PR #14453, opened 2020-06-01
Block.addon_versions to be a list of Version

### LINKED ISSUE #14451: Block refactoring - addon_versions to be full versions
splitting out some of the work from #14391

`Block.addon_versions` is currently a dict of version string: tuple of some extra properties which makes it hard to maintain when the metadata is accessed in different places outside of the model and pretty unnecessary (it's only used for cases when a relatively small number of guids are being blocked.)  Lets just have it be a list of `Version` instances directly.

eviljeff:
fixes #14451

### DIFF
--- a/src/olympia/blocklist/models.py
+++ b/src/olympia/blocklist/models.py
@@ -1,10 +1,11 @@
-from collections import defaultdict, namedtuple, OrderedDict
+from collections import defaultdict, namedtuple
 
 from django.conf import settings
 from django.core.exceptions import ValidationError
 from django.db import models
 from django.utils.html import format_html
 from django.utils.functional import cached_property
+from django.utils.translation import gettext_lazy as _
 
 import waffle
 from django_extensions.db.fields.json import JSONField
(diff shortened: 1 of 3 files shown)


src/olympia/blocklist/models.py
```diff
@@ -83,20 +83,19 @@ def addon_versions(self):
...
-        qs = Version.unfiltered.filter(addon_id__in=addon_ids).order_by(
-            'id').values('addon_id', 'version', 'id', 'channel')
-        addons_versions = defaultdict(OrderedDict)
+        """Preload block.addon_versions into a list of blocks."""
+        block_guids = [block.guid for block in blocks]
+        GUID = 'addon__guid'
+        qs = (
+            Version.unfiltered.filter(**{f'{GUID}__in': block_guids})
+                              .order_by('id')
+                              .annotate(**{GUID: models.F(GUID)}))
```
diox, line 92: Do we want the default transformers to be called ? That's a few extra queries to fetch translations, files, applicationversions, and then build the related model instances.

eviljeff: https://github.com/mozilla/addons-server/pull/14453/commits/2407bf7cbd0bb62f6a0335f02e5b9aa676c39ffd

———

■ TASK ■
The records above are to be printed in full, exactly as they appear.

■ RESULT OF THIS TASK ■
PR #14453, opened 2020-06-01
Block.addon_versions to be a list of Version

### LINKED ISSUE #14451: Block refactoring - addon_versions to be full versions
splitting out some of the work from #14391

`Block.addon_versions` is currently a dict of version string: tuple of some extra properties which makes it hard to maintain when the metadata is accessed in different places outside of the model and pretty unnecessary (it's only used for cases when a relatively small number of guids are being blocked.)  Lets just have it be a list of `Version` instances directly.

eviljeff:
fixes #14451

### DIFF
--- a/src/olympia/blocklist/models.py
+++ b/src/olympia/blocklist/models.py
@@ -1,10 +1,11 @@
-from collections import defaultdict, namedtuple, OrderedDict
+from collections import defaultdict, namedtuple
 
 from django.conf import settings
 from django.core.exceptions import ValidationError
 from django.db import models
 from django.utils.html import format_html
 from django.utils.functional import cached_property
+from django.utils.translation import gettext_lazy as _
 
 import waffle
 from django_extensions.db.fields.json import JSONField
(diff shortened: 1 of 3 files shown)


src/olympia/blocklist/models.py
```diff
@@ -83,20 +83,19 @@ def addon_versions(self):
...
-        qs = Version.unfiltered.filter(addon_id__in=addon_ids).order_by(
-            'id').values('addon_id', 'version', 'id', 'channel')
-        addons_versions = defaultdict(OrderedDict)
+        """Preload block.addon_versions into a list of blocks."""
+        block_guids = [block.guid for block in blocks]
+        GUID = 'addon__guid'
+        qs = (
+            Version.unfiltered.filter(**{f'{GUID}__in': block_guids})
+                              .order_by('id')
+                              .annotate(**{GUID: models.F(GUID)}))
```
diox, line 92: Do we want the default transformers to be called ? That's a few extra queries to fetch translations, files, applicationversions, and then build the related model instances.

eviljeff: https://github.com/mozilla/addons-server/pull/14453/commits/2407bf7cbd0bb62f6a0335f02e5b9aa676c39ffd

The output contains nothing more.